How could I possibly defend any of that? I suppose I could remove God from responsibility by disconnecting him from his creation but I would then still have a God who decided to be a Deist. That’s no comfort–it renders God malevolent or at least disinterested. I would prefer to say God is involved and he decides to permit (even cause–though I would have no way of knowing which is the case in any particular event) suffering. I would prefer to hold God responsible for the world he created and how the world proceeds.

I’m tired of defending him. Does God really need my feeble, finite, and fallible arguments in his defense? Perhaps some need to hear a defense–maybe it would help, but I also know it is woefully inadequate at many levels.  God does not need my defense as much as God needs to encounter people in their existential crises. My arguments will not make the difference; only God’s presence will.
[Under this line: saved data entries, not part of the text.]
Issue #301, opened 2018-06-14
Range function and variable arguments


vdagonneau:
Hello ! 

If I'm not mistaken I may have stumbled upon a bug in the range function. At the very least it has a counterintuitive (to me) behavior.

### Minimal code that works

```
extern crate tera;

use tera::{Context, Tera};

fn main() {
    let mut context = Context::new();
    context.add("ctx_start", &0);
    context.add("ctx_end", &3);

    let result = Tera::one_off(
        "{% for i in range(start=ctx_start, end=ctx_end) %}{{ i }}\n{% endfor%}",
        &context,
        true
    );
    println!("{}", result.unwrap());
}
```

### Minimal code that doesn't work

```
extern crate tera;

use tera::{Context, Tera};

fn main() {
    let mut context = Context::new();
    context.add("ctx_start", &0);
    context.add("ctx_end", &3);

    let result = Tera::one_off(
        "{% set set_end = ctx_start + 3 %}{% for i in range(start=ctx_start, end=set_end) %}{{ i }}\n{% endfor%}",
        &context,
        true
    );
    println!("{}", result.unwrap());
}
```

The only difference is when I set a variable in the template itself. Am I missing something ?

Keats:
Note:

1. works normally
2. `set` returns a float and `end` only works with integers

The `range` function should try to parse it as int, that should be an easy fix if anyone is interested

vdagonneau:
I took a dive into the code thanks to your pointers.

I think the problem is that both `eval_expr_as_number` and `eval_as_number` are working only on `f64` internally. Probably because the JSON number can be either `f64`, `u64` or `i64` ?

I am working on a commit to work with Number instead and stop casting every number back to an `f64`. It seems to work for now but breaks on `NaN` (divide by zero).

Keats:
Thanks! If you do a PR, do it on the `next` branch

PR #302, opened 2018-06-15
Reworked the math evaluation to work on u64, i64 or f64

vdagonneau:
#301 This is a basic fix for the problem. It just solves it. It also now panics on NaN operations (divide by 0), I am not sure if it is the expected behavior. I also haven't provided tests yet.

### DIFF
--- a/src/renderer/mod.rs
+++ b/src/renderer/mod.rs
@@ -241,10 +241,10 @@ impl<'a> Renderer<'a> {
 
     /// In some cases, we will have filters in lhs/rhs of a math expression
     /// `eval_as_number` only works on ExprVal rather than Expr
-    fn eval_expr_as_number(&mut self, expr: &Expr) -> Result<Number> {
+    fn eval_expr_as_number(&mut self, expr: &Expr) -> Result<Option<Number>> {
         if !expr.filters.is_empty() {
             match self.eval_expression(expr)? {
-                Value::Number(s) => Ok(s),
+                Value::Number(s) => Ok(Some(s)),
                 _ => bail!("Tried to do math with an expression not resulting in a number"),
             }
         } else {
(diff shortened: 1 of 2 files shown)


Keats:
Hmm I don't think panicking on NaN makes sense, we don't want any template rendering to panic. I think the current behaviour of returning NaN makes sense as it's not an error of the template engine directly - you could get a NaN purely from user data and it would make sense to display NaN rather than not being able to render the template

src/renderer/mod.rs
```diff
@@ -253,34 +253,106 @@ impl<'a> Renderer<'a> {
...
+                            let rr = r.as_i64().unwrap();
+                            Ok(Number::from(ll * rr))
+                        } else if l.is_u64() && r.is_u64() {
+                            let ll = l.as_u64().unwrap();
+                            let rr = r.as_u64().unwrap();
+                            Ok(Number::from(ll * rr))
+                        } else {
+                            let ll = l.as_f64().unwrap();
+                            let rr = r.as_f64().unwrap();
+			    Ok(Number::from_f64(ll * rr).unwrap())
```
Keats: wrong indent

src/renderer/mod.rs
```diff
@@ -253,34 +253,106 @@ impl<'a> Renderer<'a> {
...
+                    MathOperator::Div => {
+                        let ll = l.as_f64().unwrap();
+                        let rr = r.as_f64().unwrap();
+			let res = ll / rr;
+			if res.is_nan() {
+			    Err(From::from("NaN"))
+			} else {
+                            Ok(Number::from_f64(res).unwrap())
+			}
+                    },
```
Keats: wrong indent as well

src/renderer/mod.rs
```diff
@@ -253,34 +253,106 @@ impl<'a> Renderer<'a> {
...
+                    MathOperator::Add => { 
+                        if l.is_i64() && r.is_i64() {
+                            let ll = l.as_i64().unwrap();
+                            let rr = r.as_i64().unwrap();
+                            Ok(Number::from(ll + rr))
+                        } else if l.is_u64() && r.is_u64() {
+                            let ll = l.as_u64().unwrap();
+                            let rr = r.as_u64().unwrap();
+                            Ok(Number::from(ll + rr))
```
Keats: I believe in all cases other than `float` we can unwrap numbers as `i64` no?

vdagonneau: Well, I'm pretty sure you can't cast a u64 to i64.

For example, if the input number is std::i64::MAX + 1, it is a valid u64 but definitely not the same value as an i64.

The JSON Number type from serde stores either the f64, u64 or i64 based on the value provided. We need to get the correct one. I agree it is very verbose and I hope we can improve that, I'm open to suggestion.

For reference, the implementation of Number: https://github.com/serde-rs/json/blob/master/src/number.rs

vdagonneau:
I'll correct the indentation and I am also on my way to correct the two tests that are failing.

Keats:
Last thing I forgot to ask, can you add a test for the `range` issue you had?

vdagonneau:
It should be good to go now.

Keats:
Thanks!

I know the theodices and I have attempted them myself (see my old “rational” attempt which is on my General Articles page; I have also uploaded the companion piece on the Providence of God).  A free-will theodicy does not help me with earthquakes, genetics and cyclones; it certainly does not explain why God does not answer the prayers of his people with compassionate protection from such. A soul-making theodicy does not explain the quantity and quality of suffering in the world; suffering sometimes breaks souls rather than making them.  There are other theodicies and combinations, but I find them all existentially inadequate (which is an academic understatement!) and rationally unsatisfying.
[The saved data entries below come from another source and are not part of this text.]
Issue #264, opened 2018-02-28
Add examples with web servers


Keats:
That work on stable:

- hyper (0.12 is going to be released soon)
- actix

Keats:
There is one with actix now, the rest should be fairly similar so closing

My theodic rationalizations have all shipwrecked on the rocks of experience in a hurting and painful world. My theodic mode of encounter with God in the midst of suffering is now protest.

Does God have a good reason for the pervasive and seemingly gratutious nature of suffering in the world? I hope he does–I even believe he does, but I don’t know what the reasons are nor do I know anyone who does. My hope is not the conclusion of a well-reasoned, solid inductive/deductive argument but is rather the desparate cry of the sufferer who trusts that the Creator has good intentions and purposes for his creation.

Lament is not exactly a theodicy, but it is my response to suffering. It contains my complaint that God is not doing more (Psalm 74:11), my questions about “how long?” (Psalm 13:1), my demand to have my “Why?” questions answered (Psalm 44:24), and my disillusionment with God’s handling of the world (Job 21, 23-24). It is what I feel; it is my only “rational” response to suffering.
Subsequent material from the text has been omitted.